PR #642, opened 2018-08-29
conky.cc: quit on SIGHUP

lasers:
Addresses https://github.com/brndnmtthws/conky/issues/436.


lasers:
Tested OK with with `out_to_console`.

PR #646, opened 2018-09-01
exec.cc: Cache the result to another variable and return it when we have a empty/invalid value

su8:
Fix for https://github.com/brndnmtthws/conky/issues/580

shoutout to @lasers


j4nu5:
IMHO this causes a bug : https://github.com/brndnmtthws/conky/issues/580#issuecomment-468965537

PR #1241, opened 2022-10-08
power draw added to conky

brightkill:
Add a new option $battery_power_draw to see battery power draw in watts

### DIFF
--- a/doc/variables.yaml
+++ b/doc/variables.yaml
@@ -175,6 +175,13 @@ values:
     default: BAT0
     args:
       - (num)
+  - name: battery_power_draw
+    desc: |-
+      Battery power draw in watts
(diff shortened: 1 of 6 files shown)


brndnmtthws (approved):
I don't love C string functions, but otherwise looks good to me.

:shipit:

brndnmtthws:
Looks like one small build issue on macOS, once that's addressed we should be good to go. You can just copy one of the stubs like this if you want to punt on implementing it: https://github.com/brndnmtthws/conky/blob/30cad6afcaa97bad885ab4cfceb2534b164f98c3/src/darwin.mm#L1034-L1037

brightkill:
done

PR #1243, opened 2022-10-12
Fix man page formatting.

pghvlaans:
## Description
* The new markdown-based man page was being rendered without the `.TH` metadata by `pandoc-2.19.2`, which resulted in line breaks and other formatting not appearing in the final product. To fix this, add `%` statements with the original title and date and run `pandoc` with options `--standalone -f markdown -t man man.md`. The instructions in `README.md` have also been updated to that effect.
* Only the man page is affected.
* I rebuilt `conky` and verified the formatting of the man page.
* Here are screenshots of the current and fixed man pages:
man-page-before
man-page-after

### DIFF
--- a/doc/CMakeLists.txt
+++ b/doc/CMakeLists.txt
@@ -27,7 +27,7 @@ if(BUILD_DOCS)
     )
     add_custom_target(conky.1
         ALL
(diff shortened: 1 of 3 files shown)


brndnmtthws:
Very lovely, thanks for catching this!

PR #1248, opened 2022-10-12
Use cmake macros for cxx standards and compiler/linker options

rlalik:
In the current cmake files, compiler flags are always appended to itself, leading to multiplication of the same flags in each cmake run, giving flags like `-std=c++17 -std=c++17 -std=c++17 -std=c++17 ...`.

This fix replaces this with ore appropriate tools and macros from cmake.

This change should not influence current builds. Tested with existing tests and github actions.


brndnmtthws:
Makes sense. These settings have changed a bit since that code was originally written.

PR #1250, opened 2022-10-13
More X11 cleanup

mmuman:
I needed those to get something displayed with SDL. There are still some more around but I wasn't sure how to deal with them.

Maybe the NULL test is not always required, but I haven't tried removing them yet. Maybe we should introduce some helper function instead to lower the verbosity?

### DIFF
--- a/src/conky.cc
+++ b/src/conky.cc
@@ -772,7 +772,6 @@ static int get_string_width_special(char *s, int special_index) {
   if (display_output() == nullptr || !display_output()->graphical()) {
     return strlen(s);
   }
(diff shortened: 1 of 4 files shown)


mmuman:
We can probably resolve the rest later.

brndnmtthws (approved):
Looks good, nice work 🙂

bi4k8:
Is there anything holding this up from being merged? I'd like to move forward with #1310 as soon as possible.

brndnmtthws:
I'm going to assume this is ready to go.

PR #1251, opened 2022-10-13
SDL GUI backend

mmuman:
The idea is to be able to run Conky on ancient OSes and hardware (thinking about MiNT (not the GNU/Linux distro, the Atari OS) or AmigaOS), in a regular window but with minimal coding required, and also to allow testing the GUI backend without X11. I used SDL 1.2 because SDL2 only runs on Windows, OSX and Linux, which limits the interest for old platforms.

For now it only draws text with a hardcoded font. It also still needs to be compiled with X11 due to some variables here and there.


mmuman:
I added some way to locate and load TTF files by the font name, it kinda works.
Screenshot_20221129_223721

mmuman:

____________

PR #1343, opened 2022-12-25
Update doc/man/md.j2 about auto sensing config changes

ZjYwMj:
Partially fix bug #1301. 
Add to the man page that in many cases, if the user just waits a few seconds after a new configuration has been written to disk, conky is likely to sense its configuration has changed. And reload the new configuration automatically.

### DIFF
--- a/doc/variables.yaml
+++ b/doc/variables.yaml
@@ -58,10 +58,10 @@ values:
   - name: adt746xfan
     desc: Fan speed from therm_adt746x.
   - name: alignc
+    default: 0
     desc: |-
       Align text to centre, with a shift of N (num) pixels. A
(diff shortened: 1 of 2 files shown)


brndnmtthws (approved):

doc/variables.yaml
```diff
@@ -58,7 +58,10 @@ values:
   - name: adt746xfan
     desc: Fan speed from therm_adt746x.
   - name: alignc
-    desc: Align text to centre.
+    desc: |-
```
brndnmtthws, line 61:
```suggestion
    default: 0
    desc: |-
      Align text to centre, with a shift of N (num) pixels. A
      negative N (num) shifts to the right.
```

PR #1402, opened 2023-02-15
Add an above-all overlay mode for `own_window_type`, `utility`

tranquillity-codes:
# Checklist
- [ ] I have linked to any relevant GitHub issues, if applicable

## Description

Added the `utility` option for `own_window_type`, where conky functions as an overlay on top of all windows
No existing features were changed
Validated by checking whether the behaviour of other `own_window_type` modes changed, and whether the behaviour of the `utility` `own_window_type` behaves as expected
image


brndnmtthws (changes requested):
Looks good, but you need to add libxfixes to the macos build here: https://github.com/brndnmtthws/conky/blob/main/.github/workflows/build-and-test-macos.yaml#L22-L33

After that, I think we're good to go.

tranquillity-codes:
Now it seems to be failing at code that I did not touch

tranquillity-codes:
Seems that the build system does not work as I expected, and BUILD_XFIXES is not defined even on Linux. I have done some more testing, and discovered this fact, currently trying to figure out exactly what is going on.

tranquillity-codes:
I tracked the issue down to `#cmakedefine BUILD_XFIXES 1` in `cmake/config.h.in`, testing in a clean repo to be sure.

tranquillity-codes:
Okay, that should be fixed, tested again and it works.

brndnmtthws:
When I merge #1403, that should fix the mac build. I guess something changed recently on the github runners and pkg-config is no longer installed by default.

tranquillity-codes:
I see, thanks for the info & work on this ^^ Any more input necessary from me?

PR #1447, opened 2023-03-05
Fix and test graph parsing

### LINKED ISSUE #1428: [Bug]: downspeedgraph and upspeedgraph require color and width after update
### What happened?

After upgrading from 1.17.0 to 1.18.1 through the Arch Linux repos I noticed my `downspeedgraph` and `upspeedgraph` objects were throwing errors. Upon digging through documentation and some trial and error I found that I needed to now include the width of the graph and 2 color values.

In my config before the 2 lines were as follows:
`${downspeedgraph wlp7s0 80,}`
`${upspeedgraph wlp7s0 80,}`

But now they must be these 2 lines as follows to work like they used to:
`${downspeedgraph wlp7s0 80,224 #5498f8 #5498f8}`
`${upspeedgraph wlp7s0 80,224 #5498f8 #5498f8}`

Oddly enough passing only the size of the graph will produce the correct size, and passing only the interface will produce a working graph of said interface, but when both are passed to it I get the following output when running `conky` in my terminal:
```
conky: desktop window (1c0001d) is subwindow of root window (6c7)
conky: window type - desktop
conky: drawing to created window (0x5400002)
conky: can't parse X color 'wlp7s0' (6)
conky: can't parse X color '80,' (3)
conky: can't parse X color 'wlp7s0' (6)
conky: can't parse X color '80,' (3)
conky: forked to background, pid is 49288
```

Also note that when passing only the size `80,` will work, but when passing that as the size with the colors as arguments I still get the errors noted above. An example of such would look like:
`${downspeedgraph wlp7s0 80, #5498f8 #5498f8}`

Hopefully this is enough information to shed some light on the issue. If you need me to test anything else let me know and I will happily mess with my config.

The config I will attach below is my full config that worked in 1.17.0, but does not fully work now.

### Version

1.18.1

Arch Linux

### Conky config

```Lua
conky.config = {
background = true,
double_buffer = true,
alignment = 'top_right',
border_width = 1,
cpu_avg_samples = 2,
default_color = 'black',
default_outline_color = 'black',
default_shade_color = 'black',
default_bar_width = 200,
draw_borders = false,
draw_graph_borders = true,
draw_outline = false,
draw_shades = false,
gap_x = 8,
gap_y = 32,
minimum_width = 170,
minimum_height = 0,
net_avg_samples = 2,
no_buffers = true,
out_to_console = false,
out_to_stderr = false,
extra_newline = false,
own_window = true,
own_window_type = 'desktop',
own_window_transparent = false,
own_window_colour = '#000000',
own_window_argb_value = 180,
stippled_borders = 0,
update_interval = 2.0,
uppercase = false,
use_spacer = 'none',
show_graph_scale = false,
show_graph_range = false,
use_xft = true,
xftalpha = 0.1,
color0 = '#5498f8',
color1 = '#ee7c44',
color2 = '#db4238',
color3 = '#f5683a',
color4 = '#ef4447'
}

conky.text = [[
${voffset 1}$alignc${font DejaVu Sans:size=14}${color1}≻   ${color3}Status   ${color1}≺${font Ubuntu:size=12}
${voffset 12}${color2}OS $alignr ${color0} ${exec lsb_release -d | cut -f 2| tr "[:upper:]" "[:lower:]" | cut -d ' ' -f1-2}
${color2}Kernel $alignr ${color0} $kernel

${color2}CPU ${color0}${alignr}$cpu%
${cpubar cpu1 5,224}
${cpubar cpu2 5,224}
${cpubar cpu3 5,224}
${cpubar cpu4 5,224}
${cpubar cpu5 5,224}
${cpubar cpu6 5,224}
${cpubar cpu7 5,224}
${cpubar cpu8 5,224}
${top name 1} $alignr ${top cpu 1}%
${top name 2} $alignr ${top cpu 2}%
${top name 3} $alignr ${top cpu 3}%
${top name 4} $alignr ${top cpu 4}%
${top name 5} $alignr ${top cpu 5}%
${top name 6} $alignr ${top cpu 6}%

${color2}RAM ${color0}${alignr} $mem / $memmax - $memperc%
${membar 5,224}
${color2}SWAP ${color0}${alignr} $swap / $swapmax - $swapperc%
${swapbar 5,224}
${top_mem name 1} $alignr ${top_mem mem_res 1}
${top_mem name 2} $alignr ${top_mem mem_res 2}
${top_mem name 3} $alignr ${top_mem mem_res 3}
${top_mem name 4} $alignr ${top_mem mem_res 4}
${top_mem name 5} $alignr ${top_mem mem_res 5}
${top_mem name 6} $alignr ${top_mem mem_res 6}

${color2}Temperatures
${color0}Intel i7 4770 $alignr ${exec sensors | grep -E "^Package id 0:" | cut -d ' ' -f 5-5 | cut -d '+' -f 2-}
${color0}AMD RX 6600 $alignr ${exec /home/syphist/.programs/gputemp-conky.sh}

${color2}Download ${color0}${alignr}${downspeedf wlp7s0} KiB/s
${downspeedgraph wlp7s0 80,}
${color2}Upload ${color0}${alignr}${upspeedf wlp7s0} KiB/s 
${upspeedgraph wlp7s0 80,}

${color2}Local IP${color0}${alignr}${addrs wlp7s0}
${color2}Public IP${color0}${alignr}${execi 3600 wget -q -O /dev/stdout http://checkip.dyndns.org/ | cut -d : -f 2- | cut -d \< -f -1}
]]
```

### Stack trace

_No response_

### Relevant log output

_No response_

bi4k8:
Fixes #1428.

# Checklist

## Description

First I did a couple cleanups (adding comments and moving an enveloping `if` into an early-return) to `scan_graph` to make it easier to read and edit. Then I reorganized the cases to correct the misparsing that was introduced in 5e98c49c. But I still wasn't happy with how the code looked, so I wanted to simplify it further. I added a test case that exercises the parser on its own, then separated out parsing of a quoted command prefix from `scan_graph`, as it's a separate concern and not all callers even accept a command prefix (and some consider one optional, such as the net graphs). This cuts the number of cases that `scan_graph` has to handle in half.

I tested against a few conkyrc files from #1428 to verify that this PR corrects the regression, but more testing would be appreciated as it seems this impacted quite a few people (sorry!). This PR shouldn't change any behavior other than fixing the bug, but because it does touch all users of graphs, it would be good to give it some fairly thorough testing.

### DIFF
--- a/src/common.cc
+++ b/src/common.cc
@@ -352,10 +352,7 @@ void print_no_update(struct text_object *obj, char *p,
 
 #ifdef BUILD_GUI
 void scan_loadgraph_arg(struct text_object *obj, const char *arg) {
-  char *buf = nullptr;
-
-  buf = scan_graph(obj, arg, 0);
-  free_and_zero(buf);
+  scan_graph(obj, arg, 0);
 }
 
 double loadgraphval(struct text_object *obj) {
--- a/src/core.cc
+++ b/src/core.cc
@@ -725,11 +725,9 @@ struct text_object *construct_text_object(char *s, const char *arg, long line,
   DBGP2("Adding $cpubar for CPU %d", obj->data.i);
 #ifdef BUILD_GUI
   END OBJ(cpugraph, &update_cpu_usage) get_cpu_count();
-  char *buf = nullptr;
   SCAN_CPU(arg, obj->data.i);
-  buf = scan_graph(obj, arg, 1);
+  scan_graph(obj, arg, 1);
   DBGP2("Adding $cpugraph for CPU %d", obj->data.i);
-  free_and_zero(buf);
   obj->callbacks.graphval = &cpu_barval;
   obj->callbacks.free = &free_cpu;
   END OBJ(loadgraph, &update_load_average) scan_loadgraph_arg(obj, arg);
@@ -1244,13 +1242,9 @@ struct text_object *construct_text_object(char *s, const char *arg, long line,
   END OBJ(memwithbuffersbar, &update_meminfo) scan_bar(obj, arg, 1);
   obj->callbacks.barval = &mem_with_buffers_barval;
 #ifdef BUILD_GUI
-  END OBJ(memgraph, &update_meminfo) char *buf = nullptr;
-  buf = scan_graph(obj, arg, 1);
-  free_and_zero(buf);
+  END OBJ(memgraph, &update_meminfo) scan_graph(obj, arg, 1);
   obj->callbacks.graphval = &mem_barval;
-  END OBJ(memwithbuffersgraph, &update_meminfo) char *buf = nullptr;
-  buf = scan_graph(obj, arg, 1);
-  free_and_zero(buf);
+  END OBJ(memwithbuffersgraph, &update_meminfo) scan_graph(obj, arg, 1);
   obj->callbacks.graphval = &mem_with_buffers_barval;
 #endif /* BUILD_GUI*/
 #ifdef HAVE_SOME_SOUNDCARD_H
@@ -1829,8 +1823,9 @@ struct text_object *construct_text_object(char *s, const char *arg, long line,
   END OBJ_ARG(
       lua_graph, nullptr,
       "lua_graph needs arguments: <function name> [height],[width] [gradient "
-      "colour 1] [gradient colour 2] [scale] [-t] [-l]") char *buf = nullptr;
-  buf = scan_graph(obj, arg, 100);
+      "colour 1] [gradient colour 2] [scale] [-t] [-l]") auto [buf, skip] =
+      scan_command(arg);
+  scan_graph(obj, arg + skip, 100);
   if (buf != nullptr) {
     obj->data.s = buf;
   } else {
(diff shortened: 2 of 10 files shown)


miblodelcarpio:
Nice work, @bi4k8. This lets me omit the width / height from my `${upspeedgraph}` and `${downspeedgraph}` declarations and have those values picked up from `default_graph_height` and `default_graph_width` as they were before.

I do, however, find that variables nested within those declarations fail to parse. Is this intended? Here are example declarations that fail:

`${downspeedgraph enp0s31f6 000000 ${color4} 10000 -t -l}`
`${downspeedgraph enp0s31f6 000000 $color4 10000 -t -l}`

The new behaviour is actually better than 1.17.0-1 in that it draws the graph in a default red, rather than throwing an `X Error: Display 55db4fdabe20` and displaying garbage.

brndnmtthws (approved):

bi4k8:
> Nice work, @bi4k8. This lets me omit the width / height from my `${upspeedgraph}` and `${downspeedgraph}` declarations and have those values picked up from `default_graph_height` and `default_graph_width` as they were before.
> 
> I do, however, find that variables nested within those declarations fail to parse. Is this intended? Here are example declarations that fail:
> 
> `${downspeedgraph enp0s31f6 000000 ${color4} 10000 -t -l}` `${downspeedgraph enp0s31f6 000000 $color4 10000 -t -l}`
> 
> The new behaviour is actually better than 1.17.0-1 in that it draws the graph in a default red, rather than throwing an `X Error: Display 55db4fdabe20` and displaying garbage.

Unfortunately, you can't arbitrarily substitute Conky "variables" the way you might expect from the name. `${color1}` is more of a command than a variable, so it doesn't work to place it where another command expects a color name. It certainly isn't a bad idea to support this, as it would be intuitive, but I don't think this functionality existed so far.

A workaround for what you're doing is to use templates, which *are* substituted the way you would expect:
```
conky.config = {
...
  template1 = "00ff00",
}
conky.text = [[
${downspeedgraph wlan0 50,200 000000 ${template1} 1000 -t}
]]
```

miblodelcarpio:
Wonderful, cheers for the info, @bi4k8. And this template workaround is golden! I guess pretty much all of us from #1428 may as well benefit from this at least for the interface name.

____________

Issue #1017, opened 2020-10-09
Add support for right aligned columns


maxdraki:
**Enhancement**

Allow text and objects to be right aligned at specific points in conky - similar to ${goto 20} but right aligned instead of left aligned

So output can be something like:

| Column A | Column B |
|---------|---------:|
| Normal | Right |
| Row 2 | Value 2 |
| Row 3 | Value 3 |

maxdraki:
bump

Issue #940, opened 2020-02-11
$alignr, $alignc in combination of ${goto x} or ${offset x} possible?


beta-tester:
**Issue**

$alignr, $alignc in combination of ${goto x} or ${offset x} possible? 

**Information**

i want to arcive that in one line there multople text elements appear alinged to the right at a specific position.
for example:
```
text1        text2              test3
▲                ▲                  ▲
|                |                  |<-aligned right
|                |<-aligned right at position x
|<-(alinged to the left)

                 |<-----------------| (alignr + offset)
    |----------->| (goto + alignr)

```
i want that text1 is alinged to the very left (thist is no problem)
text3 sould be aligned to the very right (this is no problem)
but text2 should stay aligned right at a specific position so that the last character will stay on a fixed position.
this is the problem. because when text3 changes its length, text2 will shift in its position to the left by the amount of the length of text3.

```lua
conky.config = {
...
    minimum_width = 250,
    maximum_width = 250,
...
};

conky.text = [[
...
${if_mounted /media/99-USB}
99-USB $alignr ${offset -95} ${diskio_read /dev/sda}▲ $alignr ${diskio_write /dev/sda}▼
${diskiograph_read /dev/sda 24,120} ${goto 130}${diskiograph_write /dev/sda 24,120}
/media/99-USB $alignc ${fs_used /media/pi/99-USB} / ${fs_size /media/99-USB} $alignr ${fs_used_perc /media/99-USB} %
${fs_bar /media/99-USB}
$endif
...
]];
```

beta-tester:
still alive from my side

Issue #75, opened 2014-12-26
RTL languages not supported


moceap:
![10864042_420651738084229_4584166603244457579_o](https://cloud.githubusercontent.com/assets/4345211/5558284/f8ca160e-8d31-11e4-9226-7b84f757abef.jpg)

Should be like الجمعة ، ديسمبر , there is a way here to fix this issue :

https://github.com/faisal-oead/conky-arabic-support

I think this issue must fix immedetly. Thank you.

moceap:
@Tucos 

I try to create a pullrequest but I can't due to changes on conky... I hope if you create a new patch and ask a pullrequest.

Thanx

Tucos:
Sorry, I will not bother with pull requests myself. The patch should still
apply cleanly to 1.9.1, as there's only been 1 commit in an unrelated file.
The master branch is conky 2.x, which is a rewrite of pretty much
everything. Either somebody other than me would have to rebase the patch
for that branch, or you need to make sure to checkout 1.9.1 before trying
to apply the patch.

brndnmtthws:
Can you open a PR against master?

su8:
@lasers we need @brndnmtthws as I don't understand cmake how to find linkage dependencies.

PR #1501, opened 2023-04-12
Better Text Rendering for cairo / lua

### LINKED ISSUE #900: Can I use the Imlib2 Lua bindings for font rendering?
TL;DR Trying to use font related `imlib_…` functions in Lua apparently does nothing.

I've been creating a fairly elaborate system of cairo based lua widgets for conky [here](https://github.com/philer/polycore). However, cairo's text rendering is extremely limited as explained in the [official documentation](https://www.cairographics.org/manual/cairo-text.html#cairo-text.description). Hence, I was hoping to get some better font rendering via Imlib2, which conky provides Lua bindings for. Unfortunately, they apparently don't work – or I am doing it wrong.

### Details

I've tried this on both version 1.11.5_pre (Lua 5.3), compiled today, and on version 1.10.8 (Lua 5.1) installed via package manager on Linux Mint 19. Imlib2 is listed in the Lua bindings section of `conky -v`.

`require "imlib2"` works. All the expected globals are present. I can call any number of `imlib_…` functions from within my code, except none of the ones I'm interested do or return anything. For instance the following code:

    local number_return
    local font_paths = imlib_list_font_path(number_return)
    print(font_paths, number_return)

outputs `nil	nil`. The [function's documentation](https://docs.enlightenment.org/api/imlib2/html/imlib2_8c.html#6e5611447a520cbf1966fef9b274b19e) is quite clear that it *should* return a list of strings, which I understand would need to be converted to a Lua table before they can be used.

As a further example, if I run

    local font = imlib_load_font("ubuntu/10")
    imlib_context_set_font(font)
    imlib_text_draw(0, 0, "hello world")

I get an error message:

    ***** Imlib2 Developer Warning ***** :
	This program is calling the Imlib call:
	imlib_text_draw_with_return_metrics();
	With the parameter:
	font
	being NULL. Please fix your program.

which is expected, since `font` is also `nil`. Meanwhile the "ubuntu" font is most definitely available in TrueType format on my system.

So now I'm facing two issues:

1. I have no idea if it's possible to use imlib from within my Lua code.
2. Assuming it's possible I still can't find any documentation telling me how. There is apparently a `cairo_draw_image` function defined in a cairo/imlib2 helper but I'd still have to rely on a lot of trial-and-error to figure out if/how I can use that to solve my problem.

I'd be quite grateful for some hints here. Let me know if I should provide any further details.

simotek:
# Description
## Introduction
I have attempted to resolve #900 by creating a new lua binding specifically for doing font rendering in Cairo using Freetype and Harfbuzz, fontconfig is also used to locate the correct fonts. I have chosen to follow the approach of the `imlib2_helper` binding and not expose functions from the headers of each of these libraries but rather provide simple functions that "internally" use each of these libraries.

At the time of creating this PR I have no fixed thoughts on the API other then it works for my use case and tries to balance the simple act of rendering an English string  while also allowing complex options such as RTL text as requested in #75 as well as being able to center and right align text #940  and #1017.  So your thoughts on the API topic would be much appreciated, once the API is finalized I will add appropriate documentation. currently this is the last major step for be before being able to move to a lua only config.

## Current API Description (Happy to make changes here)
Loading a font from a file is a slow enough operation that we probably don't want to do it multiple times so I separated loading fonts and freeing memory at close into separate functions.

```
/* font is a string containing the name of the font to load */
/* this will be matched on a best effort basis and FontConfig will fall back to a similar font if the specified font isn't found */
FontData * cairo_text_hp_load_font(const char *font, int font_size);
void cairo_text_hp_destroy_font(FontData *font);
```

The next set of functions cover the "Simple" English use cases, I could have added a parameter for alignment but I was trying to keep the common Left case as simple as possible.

____________

- **INSTRUCTIONS FOR THE TASK**
In the listing above, locate each line with "lower" and copy it.

- **RESPONSE**
Maybe the NULL test is not always required, but I haven't tried removing them yet. Maybe we should introduce some helper function instead to lower the verbosity?
${voffset 12}${color2}OS $alignr ${color0} ${exec lsb_release -d | cut -f 2| tr "[:upper:]" "[:lower:]" | cut -d ' ' -f1-2}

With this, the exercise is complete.